Stored items:
PR #4605, opened 2017-04-28
[1LP][RFR] Removed references to 5.3

psav:
Removed some very old references

### DIFF
--- a/utils/appliance/__init__.py
+++ b/utils/appliance/__init__.py
@@ -343,30 +343,7 @@ class IPAppliance(object):
         log_callback("Configuring appliance {}".format(self.address))
         with self as ipapp:
             ipapp.wait_for_ssh()
-            configure_function = pick({
-                '5.2': self._configure_5_2,
-                '5.3': self._configure_5_3,
-                LATEST: self._configure_upstream,
-            })
-            configure_function(log_callback=log_callback)
-
-    # When calling any of these methods, `with self:` context must be entered.
-    def _configure_5_2(self, log_callback=None):
-        self.deploy_merkyl(start=True, log_callback=log_callback)
-        self.fix_ntp_clock(log_callback=log_callback)
-        self.enable_internal_db(log_callback=log_callback)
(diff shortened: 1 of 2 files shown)


utils/appliance/__init__.py
```diff
@@ -343,30 +343,7 @@ def configure(self, log_callback=None, **kwargs):
...
-
-    def _configure_5_3(self, log_callback=None):
-        self.deploy_merkyl(start=True, log_callback=log_callback)
-        self.fix_ntp_clock(log_callback=log_callback)
-        self.enable_internal_db(log_callback=log_callback)
-        self.wait_for_web_ui(timeout=1800, log_callback=log_callback)
-        self.loosen_pgssl(log_callback=log_callback)
-        # self.ipapp.update_rhel(log_callback=log_callback)
-        self.wait_for_web_ui(timeout=1800, log_callback=log_callback)
+            self._configure_upstream(log_callback=log_callback)
```
mshriver: this leaves me thinking we need to reconsider the name 'configure_upstream', the method name itself shouldn't include the version, the actions within the 'configure' method should be selected based on the version. ANYWAY not relevant here.

utils/appliance/__init__.py
```diff
@@ -343,30 +343,7 @@ def configure(self, log_callback=None, **kwargs):
...
-    # When calling any of these methods, `with self:` context must be entered.
-    def _configure_5_2(self, log_callback=None):
-        self.deploy_merkyl(start=True, log_callback=log_callback)
-        self.fix_ntp_clock(log_callback=log_callback)
-        self.enable_internal_db(log_callback=log_callback)
-        # need to skip_broken here until/unless we see a newer 52z build
-        self.update_rhel(log_callback=log_callback, skip_broken=True)
-        self.wait_for_web_ui(timeout=1800, log_callback=log_callback)
-
-    def _configure_5_3(self, log_callback=None):
```
mshriver: @jamesoden You may want to pay attention here, I believe you were dropping your SSL configs into this method.

PR #4609, opened 2017-04-28
[1LP][RFR] reworking requests

lkhomenk:
__rework__ for requests.
Sometimes we just need to find Request in the table - without waiting it to finish etc

### DIFF
--- a/cfme/services/requests.py
+++ b/cfme/services/requests.py
@@ -180,30 +180,7 @@ def wait_for_request(cells, partial_check=False):
     Returns:
          The matching :py:class:`cfme.web_ui.Table.Row` if found, ``False`` otherwise.
     """
-    for page in paginator.pages():
-        # We check only for the SplitTable. Can't think of better detection.
-        if version.current_version() < "5.5.0.8"\
-                and sel.elements(fields.request_list._header_loc) and\
-                not sel.is_displayed(fields.request_list):
-            # The table exists but it is hidden - no cells
-            return False
-        results = fields.request_list.find_rows_by_cells(cells, partial_check)
-        if len(results) == 0:
-            # row not on this page, assume it has yet to appear
-            continue
-        elif len(results) > 1:
-            raise RequestException(
-                'Multiple requests with matching content found - be more specific!'
-            )
-        else:
-            # found the row!
-            row = results[0]
-            logger.debug(' Request Message: %s', row.last_message.text)
-            break
-    else:
-        # Request not found at all, can't continue
-        return False
-
+    row = find_request(cells, partial_check)
     if row.request_state.text in REQUEST_FINISHED_STATES:
         return row
     else:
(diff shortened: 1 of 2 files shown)


cfme/services/requests.py
```diff
@@ -217,28 +194,40 @@ def debug_requests():
...
     """
     navigate_to(Request, 'All')
     for page in paginator.pages():
-        try:
-            # found the row!
-            row, = fields.request_list.find_rows_by_cells(cells)
-            return True
-        except ValueError:
+        # We check only for the SplitTable. Can't think of better detection.
+        if version.current_version() < "5.5.0.8"\
```
psav: **REQUIRED:** As we are reworking this, let's remove the 5.5 logic as 5.5 is no longer supported

lkhomenk: removed

cfme/tests/services/test_provision_stack.py
```diff
@@ -200,7 +200,6 @@ def test_remove_template_provisioning(provider, provisioning, catalog, catalog_i
     template.delete()
     row_description = 'Provisioning Service [{}] from [{}]'.format(item_name, item_name)
     cells = {'Description': row_description}
-    wait_for(lambda: requests.find_request(cells), num_sec=500, delay=20)
```
lkhomenk: added if_exists for such cases. but this particular doesn't need it at all - wait_for_request does all the same. so saving time a bit

cfme/services/requests.py
```diff
@@ -217,28 +194,38 @@ def debug_requests():
...
             continue
+        elif len(results) > 1:
+            raise RequestException(
+                'Multiple requests with matching content found - be more specific!'
+            )
+        else:
+            # found the row!
+            row = results[0]
+            logger.debug(' Request Message: %s', row.last_message.text)
+            break
```
mshriver: **Required**
Return here instead of breaking

cfme/services/requests.py
```diff
@@ -250,19 +237,12 @@ def go_to_request(cells, partial_check=False):
...
-            # row not on this page, assume it has yet to appear
-            # it might be nice to add an option to fail at this point
-            continue
-    else:
-        # Request not found at all, can't continue
+    try:
+        row = find_request(cells, partial_check)
+        sel.click(row)
+        return True
+    except Exception as e:
```
mshriver: **Required**
Its not clear which of these calls may result in an exception that gets put in the log and ignored.

If the row isn't found, find_request returns false, which means its the sel.click throwing an exception when really the failure was in find_request.

I don't think all exceptions should be hidden here, and the point of failure should be more clear.

Consider something structured more like:
```python
row = find_request(cells, partial_check)
if row:
    sel.click(row)
    return True
else:
    return False
```

lkhomenk:
widgetastic and navmazing will come apart from this PR

mshriver:
PRT results have failures but so far look unrelated to your changes, I'll merge once PRT is complete and I can confirm none of the failures are within the methods you've updated here.

mshriver:
squashing commits since the history isn't very clean and only 2/5 are verified.

PR #4610, opened 2017-04-28
[1LP][RFR] Fixed a test for 5.8

psav:
Fixed test where flash message changed

### DIFF
--- a/cfme/tests/configure/test_access_control.py
+++ b/cfme/tests/configure/test_access_control.py
@@ -92,10 +92,15 @@ def test_user_login():
 
 
 @pytest.mark.tier(3)
-def test_user_duplicate_name():
+def test_user_duplicate_name(appliance):
+    region = appliance.server_region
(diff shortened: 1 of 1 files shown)


cfme/tests/configure/test_access_control.py
```diff
@@ -243,10 +243,15 @@ def test_group_crud():
...
+def test_group_duplicate_name(appliance):
+    region = appliance.server_region
     group = new_group()
     group.create()
-    with error.expected("Description has already been taken"):
+    msg = version.pick({
+        version.LOWEST: "Description has already been taken",
+        '5.8': "Userid is not unique within region {}".format(region)
+    })
+    with error.expected(msg):
```
mfalesni: I think error.expected does verpick for us, doesn't it?

psav: No it doens't

PR #6133, opened 2017-12-12
[1LP][RFR] Fix appliance server and server name test, remove caching

jkrocil:
8+ tests

`appliance.server_name()` would get invalidated but `appliance.server.name` wouldn't. This takes care of that issue.

I'm leaving the deprecated methods in, just in case. I believe they could be just removed, but I'd prefer to do it the nice way, as planned by whoever added the deprecation messages.

Edit:
Removed all caching. Also removed `zone_description` in favor of `zone.description`. There is no mention of `zone_description` in the whole codebase, except the 2 changes I've made, so I believe it is safe to just remove, without deprecating it first.

{pytest: cfme/tests/configure/test_server_name.py}}

### DIFF
--- a/cfme/base/ui.py
+++ b/cfme/base/ui.py
@@ -493,7 +493,7 @@ class Details(CFMENavigateStep):
         self.prerequisite_view.accordions.settings.tree.click_path(
             self.obj.zone.region.settings_string,
             "Zones",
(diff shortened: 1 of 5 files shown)


dajoRH:
*CFME QE Bot*

PR #6135, opened 2017-12-12
[RFR] Removed web_ui toolbar from test_default_views_cloud

ohiliazo:
__Updating views__ to have them toolbar included.
__Updating tests__ to remove web_ui toolbars.

### DIFF
--- a/cfme/tests/configure/test_default_views_cloud.py
+++ b/cfme/tests/configure/test_default_views_cloud.py
@@ -52,13 +52,13 @@ def test_cloud_grid_defaultview(request, key):
     set_and_test_default_view(key, 'Grid View', gtl_params[key])
 
 
-def set_and_test_view(group_name, view):
+def set_and_test_view(group_name, view, selector_type='views_selector'):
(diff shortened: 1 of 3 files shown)


cfme/tests/configure/test_default_views_cloud.py
```diff
@@ -72,9 +71,20 @@ def test_cloud_compressed_view(request):
     set_and_test_view('Compare', 'Compressed View')
 
 
-def test_cloud_details_view(request):
-    set_and_test_view('Compare Mode', 'Details Mode')
+def set_and_test_mode(group_name, mode):
```
rlbabyuk: **Required**: set_and_test_view function can be updated to use also mode_selector, as too much code duplication. Add a parameter for mode_selector, views_selector, as an option:
def set_and_test_mode(group_name, mode, selector_type='views_selector'):
     selected_view = getattr(inst_view.actions, selector_type).selected

ohiliazo: @rlbabyuk ok, that's wise

PR #6141, opened 2017-12-12
[RFR] Fix up issues left over from VM conversion

rsnyman:
Fix up some issues highlighted in my previous PR, as well as completely remove references to web_ui in virtual_machines.py


rsnyman:
The failures are the following error, which doesn't seem to be related to my changes:

EndpointNotFound
Could not find requested endpoint in Service Catalog.

PR #6151, opened 2017-12-13
[RFR] Removed Flash Messages and reordered imports

psav:
Removed Flash Messages and reordered imports


cfme/infrastructure/virtual_machines.py
```diff
@@ -26,12 +22,18 @@
...
     VmOrInstanceNotFound)
 from cfme.infrastructure.provider.rhevm import RHEVMProvider
+from cfme.utils import version
 from cfme.utils.appliance.implementations.ui import navigator, CFMENavigateStep, navigate_to
 from cfme.utils.conf import cfme_data
 from cfme.utils.log import logger
 from cfme.utils.pretty import Pretty
 from cfme.utils.wait import wait_for
-from cfme.utils import version
+from cfme.web_ui import (
```
mshriver: This should be wt_manageiq Table import

psav: It hsould indeed - merge issue

cfme/web_ui/mixins.py
```diff
@@ -1,8 +1,9 @@
 # -*- coding: utf-8 -*-
-from cfme.fixtures import pytest_selenium as sel
-from cfme.web_ui import fill, Form, AngularSelect, Table, toolbar, form_buttons, flash
 from xml.sax.saxutils import quoteattr
+
+from cfme.fixtures import pytest_selenium as sel
 from cfme.utils.version import current_version
+from cfme.web_ui import fill, Form, AngularSelect, Table, toolbar, form_buttons
```
mshriver: web_ui.Form was removed in #6150

mshriver: mixin is used in one test module, cloud_infra_common.test_tag_objects.

Need to update that test module, and then this mixin can be removed

mshriver: This is in #6154 actually

PR #5701, opened 2017-10-26
[1LP][RFR]  Adding more events to the test timeline

t-fischer:
^ Make sure to prefix the Title with [WIP]/[WIPTEST]

Purpose or Intent
=================

__Updating tests__ Adding more events to the test timeline
‎ {{pytest: -v -k "test_timeline_events" --use-provider=vsphere6-nested}}

PR #6153, opened 2017-12-13
[RFR] fix bug in is_displayed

- **Aim of the exercise**
Search the records for the word "which". Copy each line where it appears.

- **Expected output**
Its not clear which of these calls may result in an exception that gets put in the log and ignored.
If the row isn't found, find_request returns false, which means its the sel.click throwing an exception when really the failure was in find_request.
The failures are the following error, which doesn't seem to be related to my changes:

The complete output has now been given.